**EXERCISE DESCRIPTION:**
Go through the material under this sentence. Return every line holding "Änderung".

**EXTRACTED MATERIAL:**
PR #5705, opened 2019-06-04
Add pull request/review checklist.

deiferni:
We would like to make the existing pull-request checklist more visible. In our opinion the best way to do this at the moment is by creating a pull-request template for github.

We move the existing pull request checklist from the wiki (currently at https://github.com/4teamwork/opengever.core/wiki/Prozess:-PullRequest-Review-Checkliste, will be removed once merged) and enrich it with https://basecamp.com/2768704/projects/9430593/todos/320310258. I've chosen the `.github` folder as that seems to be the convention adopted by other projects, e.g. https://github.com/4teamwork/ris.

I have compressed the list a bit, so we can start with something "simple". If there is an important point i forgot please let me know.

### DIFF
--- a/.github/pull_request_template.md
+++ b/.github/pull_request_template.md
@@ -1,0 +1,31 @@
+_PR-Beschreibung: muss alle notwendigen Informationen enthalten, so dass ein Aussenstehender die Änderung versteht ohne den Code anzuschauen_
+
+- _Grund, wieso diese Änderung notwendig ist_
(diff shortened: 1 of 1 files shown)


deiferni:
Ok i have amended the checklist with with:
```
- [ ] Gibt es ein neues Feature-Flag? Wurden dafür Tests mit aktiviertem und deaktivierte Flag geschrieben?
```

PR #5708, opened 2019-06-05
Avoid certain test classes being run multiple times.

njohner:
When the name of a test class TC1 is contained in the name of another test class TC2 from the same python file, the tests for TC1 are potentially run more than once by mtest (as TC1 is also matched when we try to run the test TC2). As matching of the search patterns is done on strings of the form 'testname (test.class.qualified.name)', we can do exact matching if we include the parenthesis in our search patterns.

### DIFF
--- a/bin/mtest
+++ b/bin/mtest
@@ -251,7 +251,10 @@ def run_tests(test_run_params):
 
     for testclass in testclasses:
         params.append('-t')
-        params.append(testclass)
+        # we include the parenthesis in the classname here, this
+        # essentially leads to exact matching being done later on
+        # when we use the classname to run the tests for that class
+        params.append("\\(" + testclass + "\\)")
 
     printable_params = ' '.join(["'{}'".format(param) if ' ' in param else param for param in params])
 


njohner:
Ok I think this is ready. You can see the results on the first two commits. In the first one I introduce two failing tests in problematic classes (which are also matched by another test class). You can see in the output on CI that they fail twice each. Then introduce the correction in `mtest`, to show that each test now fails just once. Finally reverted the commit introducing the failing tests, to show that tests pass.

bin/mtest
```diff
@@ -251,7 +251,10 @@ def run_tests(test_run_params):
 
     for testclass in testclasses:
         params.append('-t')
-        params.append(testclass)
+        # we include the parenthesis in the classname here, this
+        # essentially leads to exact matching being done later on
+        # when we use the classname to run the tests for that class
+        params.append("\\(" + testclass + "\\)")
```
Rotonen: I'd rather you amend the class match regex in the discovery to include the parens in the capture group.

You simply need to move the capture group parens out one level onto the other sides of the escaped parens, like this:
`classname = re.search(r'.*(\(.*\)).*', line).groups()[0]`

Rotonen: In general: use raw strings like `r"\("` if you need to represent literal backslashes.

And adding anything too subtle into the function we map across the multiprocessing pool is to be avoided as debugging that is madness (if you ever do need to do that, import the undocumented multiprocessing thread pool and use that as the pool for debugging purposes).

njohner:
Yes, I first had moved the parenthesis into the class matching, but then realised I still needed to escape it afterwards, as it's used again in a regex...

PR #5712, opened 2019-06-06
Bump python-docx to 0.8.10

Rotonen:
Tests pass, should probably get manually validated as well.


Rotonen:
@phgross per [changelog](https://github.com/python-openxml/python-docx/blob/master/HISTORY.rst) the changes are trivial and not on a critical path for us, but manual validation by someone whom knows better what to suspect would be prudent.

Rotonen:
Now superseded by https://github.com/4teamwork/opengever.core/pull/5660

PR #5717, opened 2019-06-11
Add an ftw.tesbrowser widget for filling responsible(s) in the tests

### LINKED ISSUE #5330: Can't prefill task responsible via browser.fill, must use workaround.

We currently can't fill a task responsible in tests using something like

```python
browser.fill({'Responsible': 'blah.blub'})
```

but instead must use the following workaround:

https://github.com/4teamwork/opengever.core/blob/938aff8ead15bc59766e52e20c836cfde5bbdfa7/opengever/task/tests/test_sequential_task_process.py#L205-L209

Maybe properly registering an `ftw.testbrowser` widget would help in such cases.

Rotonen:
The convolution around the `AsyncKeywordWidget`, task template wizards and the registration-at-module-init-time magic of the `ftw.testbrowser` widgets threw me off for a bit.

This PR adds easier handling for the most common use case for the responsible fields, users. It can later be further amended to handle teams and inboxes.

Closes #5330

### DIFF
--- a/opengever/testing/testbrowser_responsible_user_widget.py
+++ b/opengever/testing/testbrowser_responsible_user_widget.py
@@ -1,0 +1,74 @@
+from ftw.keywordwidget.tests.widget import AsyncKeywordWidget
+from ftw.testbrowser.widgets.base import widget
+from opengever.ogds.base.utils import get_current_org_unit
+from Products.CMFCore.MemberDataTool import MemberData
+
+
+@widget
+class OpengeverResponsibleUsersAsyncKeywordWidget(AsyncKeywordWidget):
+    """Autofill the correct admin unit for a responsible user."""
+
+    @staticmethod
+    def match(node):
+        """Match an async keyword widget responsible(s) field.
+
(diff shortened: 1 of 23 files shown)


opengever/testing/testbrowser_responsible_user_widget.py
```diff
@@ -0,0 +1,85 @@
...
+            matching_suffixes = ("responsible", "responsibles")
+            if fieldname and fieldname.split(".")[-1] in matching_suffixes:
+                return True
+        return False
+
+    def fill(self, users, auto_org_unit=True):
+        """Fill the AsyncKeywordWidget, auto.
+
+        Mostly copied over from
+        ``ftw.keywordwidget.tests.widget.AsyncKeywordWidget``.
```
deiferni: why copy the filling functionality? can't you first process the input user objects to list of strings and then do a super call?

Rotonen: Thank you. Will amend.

**ANSWER BELOW:**
+_PR-Beschreibung: muss alle notwendigen Informationen enthalten, so dass ein Aussenstehender die Änderung versteht ohne den Code anzuschauen_
+- _Grund, wieso diese Änderung notwendig ist_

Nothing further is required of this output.